A hypothesis explains the evidence.


Jesus was a fictional character created by the writer of gMark.

Wrong again.

Paul's writings refute this.
 

AmbiguousGuy

Well-Known Member
Your errors to many to even begin to waist time.
Oh my. Please don't do the waist time thing here in public. Kids may be watching.

Did I say that? You have comprehensive issues.
Comprehensive issues. Yo. I love you, man, but you don't always make it easy for me to keep a straight face.

Wrong again. Paul's writings refute this.
Paul's writings support my Fictional Jesus Theory in every detail, of course.

But if you ever come up with a replacement hypothesis to try and explain the facts which we have, I am all ears. Please try.
 

oldbadger

Skanky Old Mongrel!
Sources please.
G-Mark is its own source. Like I wrote earlier, it stands all by itself. Take it, or leave it.


Like this example showing the opposite of your position.

And then you quote from the :-http://adversusapologetica.wordpress.com/
which shows its agenda so obviously as to be biased.

..... most scholars accept......... what a joke. I saw one name, Bart Ehrmann. Are you a disciple of his, then? :)
 

Thief

Rogue Theologian
Jesus was a fictional character created by the writer of gMark.

All evidence supports that view. Just give it an honest look. You'll see.

So was the text a complete fraud?
If Jesus was fictional....the parables mean nothing to you?
 
There is a great book called Nailed which goes through a few of the myths of Jesus and provides a very convincing case that Jesus is also just a myth. Has anyone read it and considered the arguments presented?
 

AmbiguousGuy

Well-Known Member
So was the text a complete fraud?

Hi, Thief. I have no strong beliefs about the text. My guess is that some writer got the idea to take the existing Jesus character, already the basis of a new religion, and write a story about a real Jesus who lived in 30CE Jerusalem. A sort of fan fiction.

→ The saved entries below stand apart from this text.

PR #15252, opened 2026-07-12
fix: accept numeric environment toggle values

ShiHuiwen-creat:
HUMAN:

This PR fixes boolean environment variable handling so that both `true` and `1` correctly enable frontend serving and secure S3 connections. It keeps the change focused on the three reported call sites and adds regression tests for the supported true and false values.

## Summary

- accept the documented numeric `1` value for `SERVE_FRONTEND`
- preserve HTTPS when `AWS_S3_SECURE=1` in both file-store and event-service paths
- add focused regression coverage for defaults, `true`/`1`, and `false`/`0`

## Verification

- `58 passed` across the three affected test modules
- staged-file pre-commit checks passed (whitespace, EOF, debug statements, AppMode check, Ruff lint and format)
- independent review completed

Fixes OpenHands/enterprise#57

### DIFF
--- a/openhands/app_server/app.py
+++ b/openhands/app_server/app.py
@@ -71,8 +71,13 @@ async def authentication_error_handler(request: Request, exc: AuthenticationErro
 app.include_router(v1_router.router)
 app.include_router(health_router)
 
+
+def _should_serve_frontend() -> bool:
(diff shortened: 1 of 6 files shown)


ShiHuiwen-creat:
Confirmed, this PR is ready for review.

neubig:

Thank you for understanding.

Matthew and Luke, of course, are not standalone accounts. They are revisions of Mark and other material. John is too late and too theological to be taken as historical. (I think of it as I think of the Book of Mormon, so far as historicity about Jesus.)

Does that mean Mark is a fraud? I don't know. Is fan fiction a type of fraud? I guess it depends on the intent of the writer.

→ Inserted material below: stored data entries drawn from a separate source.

PR #15258, opened 2026-07-13
fix(auth): trust external identity providers for email verification (…

Tanmay-Awal:
…#15143)

Root Cause:
- During login via Keycloak callback, the backend checks the OIDC 'email_verified' claim. For external/social identity providers (like GitHub, Apple, Google), Keycloak does not automatically set this claim to True.
- This triggered local email verification for OAuth users. However, Keycloak is not configured to send verification emails for these external users, causing the verification email to never be sent or delivered and blocking logins.

Expected Behavior:
- When a user logs in via GitHub OAuth or other social identity providers, they should be successfully authenticated and granted access without being redirected to the local email verification page, as the identity provider is trusted to have verified the user.

Actual Behavior:
- After successfully authenticating via GitHub OAuth or Apple ID, the application redirected the user to the email verification prompt, and no verification email was ever received.

Changes Implemented:
1. OAuth Callback Bypassing: Updated keycloak_callback in enterprise/server/routes/auth.py to bypass the email verification redirect if an external identity provider is detected (user_info.identity_provider is set).
2. Database Syncing: Updated UserStore.create_user, UserStore.backfill_user_email in enterprise/storage/user_store.py and keycloak_callback in enterprise/server/routes/auth.py to record email_verified = True in the user's database record upon successful social OAuth login.
3. Active Session Propagation: Modified SaasUserAuth.get_user_email in enterprise/server/auth/saas_user_auth.py to query the database when the session's active token shows the email as unverified, propagating the verified state from the DB to the settings API.
4. Unit Tests: Modified mock fixtures in test_auth_routes.py to set identity_provider=None to preserve verification flow test cases for local credentials, and added test_keycloak_callback_email_not_verified_but_social_login to assert that social OAuth logins bypass local email verification.

Closes OpenHands/enterprise#54

HUMAN:

AGENT:

---

## Summary

-

## Type

- [ ] Bug fix
- [ ] Feature
- [ ] Refactor
- [ ] Breaking change
- [ ] Docs / chore


neubig:

Thank you for understanding.

PR #15269, opened 2026-07-14
fix: redact Tavily MCP API key in init errors

jw-ond:
HUMAN:
This PR prevents Tavily MCP proxy initialization failures from writing the raw `tavilyApiKey` query parameter into logs. The error is still logged for debugging, but the secret value is redacted first.

AGENT:

## Why
The Tavily MCP proxy builds its upstream URL with `tavilyApiKey` as a query parameter. If initialization fails and the raised exception includes that URL, the current error log can persist the API key.

## Summary
- Add a small Tavily MCP URL redactor for loggable error strings.
- Use it when logging Tavily MCP proxy initialization failures.
- Add a regression test that confirms the raw API key is not logged while the failure remains visible.

## Issue Number
N/A

## How to Test
- `git diff --check`
- `.venv/bin/python -m py_compile openhands/app_server/mcp/mcp_router.py tests/unit/server/routes/test_mcp_routes.py`

I also attempted to run `pytest tests/unit/server/routes/test_mcp_routes.py -q` locally, but the sparse local environment did not have the full OpenHands dependency set available; installing the split `openhands-*` packages hit a pip dependency-resolution conflict. The changed files compile successfully, and the added test follows the existing mocked Tavily proxy test style.

### DIFF
--- a/openhands/app_server/mcp/mcp_router.py
+++ b/openhands/app_server/mcp/mcp_router.py
@@ -46,6 +46,11 @@ HOST = f'https://{os.getenv("WEB_HOST", "app.all-hands.dev").strip()}'
 CONVERSATION_URL = HOST + '/conversations/{}'
 
 
+def _redact_tavily_api_key(value: str) -> str:
+    """Redact the Tavily MCP API key from loggable strings."""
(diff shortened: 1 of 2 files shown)


neubig:

Thank you for understanding.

If Jesus was fictional....the parables mean nothing to you?

I enjoy parables and other literary forms, even though their characters and events are usually or always fictional.
 

technomage

Finding my own way
There is a great book called Nailed which goes through a few of the myths of Jesus and provides a very convincing case that Jesus is also just a myth. Has anyone read it and considered the arguments presented?
Self-published, no peer review, atheist activist. None of that disproves his arguments, but they also do not make for a promising start.

Fitzgerald's arguments take the form of ten "myths" that he "debunks." Flatly, the specific "myths" he provide, and the counterarguments he offers, could be used to teach a class in logical fallacies--but only as a bad example. His arguments are frequently ludicrous, occasionally outright dishonest, and always presented as "fact."